If a line in the entries below contains "char", copy it.
== == ==
PR #1305, opened 2016-02-21
Implement --use-shared-defaultlib switch

### LINKED ISSUE #1282: Using/building both static and shared library
Recently I got a bug report for ldc Arch package which indicates that I need to provide a static library after all: https://bugs.archlinux.org/task/48028

And of course removing shared one now isn't something I'd be happy about :) So I tried to package both but can't see any obvious way to configure which one gets used. With dmd default is static and shared one can picked via `-defaultlib=libphobos2.so` - but `-defaultlib=libphobos-ldc2.a` doesn't work. Is it possible with LDC and if yes, how?

Dicebot:
Partially fixes #1282

Allows to force linking to shared version of standard
library if both lphobos2.so and lphobos2.a are present

Sadly, my cmake knowledge is below zero so I can't tweak build to
generate both targets at the same time but I can workaround it by
building LDC twice in package script.

### DIFF
--- a/driver/main.cpp
+++ b/driver/main.cpp
@@ -105,6 +105,14 @@ static cl::opt<std::string> debugLib(
     cl::desc("Debug versions of default libraries (overrides previous)"),
     cl::value_desc("lib1,lib2,..."), cl::ZeroOrMore);
 
+#if LDC_POSIX
+static cl::opt<bool> linkSharedDefaultLib(
+    "link-shared-defaultlib",
+    cl::desc("If both static and shared builds of default/debug libraries are present,"
+             " use the shared one. Ignored if -static is supplied."),
+    cl::ZeroOrMore);
+#endif
+
 static cl::opt<bool> linkDebugLib(
     "link-debuglib",
     cl::desc("Link with libraries specified in -debuglib, not -defaultlib"),
@@ -448,18 +456,33 @@ static void parseCommandLine(int argc, char **argv, Strings &sourceFiles,
   } else {
     // Parse comma-separated default library list.
     std::stringstream libNames(linkDebugLib ? debugLib : defaultLib);
+
+#if LDC_POSIX
+    // link either libphobos-ldc.so or libphobos-ldc.a
+    if (linkSharedDefaultLib && !staticFlag)
+        global.params.linkswitches->push("-Bdynamic");
+    else
+        global.params.linkswitches->push("-Bstatic");
+#endif        
+
     while (libNames.good()) {
       std::string lib;
       std::getline(libNames, lib, ',');
       if (lib.empty()) {
         continue;
       }
-
       char *arg = static_cast<char *>(mem.xmalloc(lib.size() + 3));
+
       strcpy(arg, "-l");
       strcpy(arg + 2, lib.c_str());
       global.params.linkswitches->push(arg);
     }
+
+#if LDC_POSIX
+    // ensure user-supplied libraries are still linked dynamically
+    // by default
+    global.params.linkswitches->push("-Bdynamic");
+#endif
   }
 
   if (global.params.useUnitTests) {


kinke:
This surely doesn't work with the MS linker...

kinke:
The command-line options reference is on MSDN. ;)
I've just mentioned this as that whole approach will probably not work for the MS linker. I guess we'll have to use a suffix for the shared Windows libs.
What also doesn't work for the MS linker is simply specifying additional lib directories for multilib builds - the linker is extremely dumb and doesn't check the architecture, it just uses the first lib it finds, so the order of the lib directories is crucial.
We'll have to think this through carefully and probably come up with an extended config file...

JohanEngelen:
For me, it would be OK to add this without Windows support for now. It'd be a shame if this is lost and perhaps someone in the future will add Windows support. It'd be good to `#ifdef` the cmdline option out of Windows builds though.

JohanEngelen:
@Dicebot I'll see if I can spend some time in updating the CMake scrips for this, so we can automate testing of this PR

JohanEngelen:
@Dicebot Can you rebase onto master? (There is a problem with Travis+LLVM38 that makes all Linux tests fail)

JohanEngelen:
> btw travis build seems to fail with ld: unknown option: -Bstatic, any idea about it?

`ld` on Mac is different from GNU ld and does not know `-Bstatic`

JohanEngelen:
Perhaps the GNU equivalent option `-static` does the same on Mac.

JohanEngelen:
If it also doesn't work on Mac, I think @kinke is right and it is better solved with an extended config file, with different names for the shared and static libraries so that no special linker flag is needed.

JohanEngelen:
I don't know. :/

kinke:
Iirc, @redstar proposed something in the past. Something like a `default` section and sections for shared/static stdlibs (druntime & phobos)  which override (or specify) the `-defaultlib` and `-debuglib` switches. And let's not forget about multilib (`-m32`/`-m64`).
We may reduce the config overhead by going with a fixed `-debug` suffix for the debug libs (and dumping the `-debuglib` switch). We may also simplify the multilib part by using 2 fixed directories (`lib32` and `lib64`)...

kinke:
Do we really need the flexibility to specify the names of the stdlibs? I'd rather tend towards using a fixed, hardcoded scheme.
A `-debug` filename suffix for the debug variants would be fine by me.
For dynamic vs. static, another `-shared` suffix seems sufficient to me. On POSIX, we'd have `libphobos2-ldc[-debug][-shared].(a|so)`, and on Windows `phobos2-ldc[-debug][-shared].lib`.
 We could use a `lib` For Windows I'd suggest using a `lib` prefix for static ones (static = `libphobos2-ldc[-debug].lib`, dynamic = `phobos2-ldc[-debug].lib`; this resembles the MS scheme a little bit).

kinke:
This in combination with a new commandline switch to select 1 of the 4 stdlib flavours.

kinke:
The 32/64 bit issue on Windows (can't specify both 32-bit and 64-bit lib directories/both lib sets and have the linker ignore incompatible libs) has been solved by an extended config file, allowing to specify the default commandline options on a per triple basis. E.g., the Windows CI multilib config looks like this:
```
// This configuration file uses libconfig.
// See http://www.hyperrealm.com/libconfig/ for syntax details.

// The default group is required
default:
{
    // 'switches' holds array of string that are appends to the command line
    // arguments before they are parsed.
    switches = [
        "-I%%ldcbinarypath%%/../include/d/ldc",
        "-I%%ldcbinarypath%%/../include/d",
        "-L-L%%ldcbinarypath%%/../lib64", 
        "-defaultlib=phobos2-ldc,druntime-ldc",
        "-debuglib=phobos2-ldc-debug,druntime-ldc-debug"
    ];
};

i686-pc-windows-msvc:
{
    // 'switches' holds array of string that are appends to the command line
    // arguments before they are parsed.
    switches = [
        "-I%%ldcbinarypath%%/../include/d/ldc",
        "-I%%ldcbinarypath%%/../include/d",
        "-L-L%%ldcbinarypath%%/../lib32", 
        "-defaultlib=phobos2-ldc,druntime-ldc",
        "-debuglib=phobos2-ldc-debug,druntime-ldc-debug"
    ];
};
```

This could obviously be further extended by pattern-matching/allowing wildcards in the triples, but it's sufficient for now.

kinke:
> How would that interact with existing -debuglib switch?

It could be deprecated (and ignored).

ximion:
@Dicebot 
> Not sure. I wouldn't be surprised if some of more strict distributions like Debian require specific naming style for all packaged libraries but I don't know certainly. Maybe @ximion can advise.

We usually don't require any specific naming (unless of course there are name clashes between two projects). Since D doesn't have an ABI GDC and LDC both obey, we do need different names for all D libraries depending on whether they are compiled with LDC or GDC (which really sucks a lot).
Fortunately, LDC names its Phobos correctly already, so, at least on the library side, there is no issue here.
== == ==
Response to this exercise:
@@ -448,18 +456,33 @@ static void parseCommandLine(int argc, char **argv, Strings &sourceFiles,
       char *arg = static_cast<char *>(mem.xmalloc(lib.size() + 3));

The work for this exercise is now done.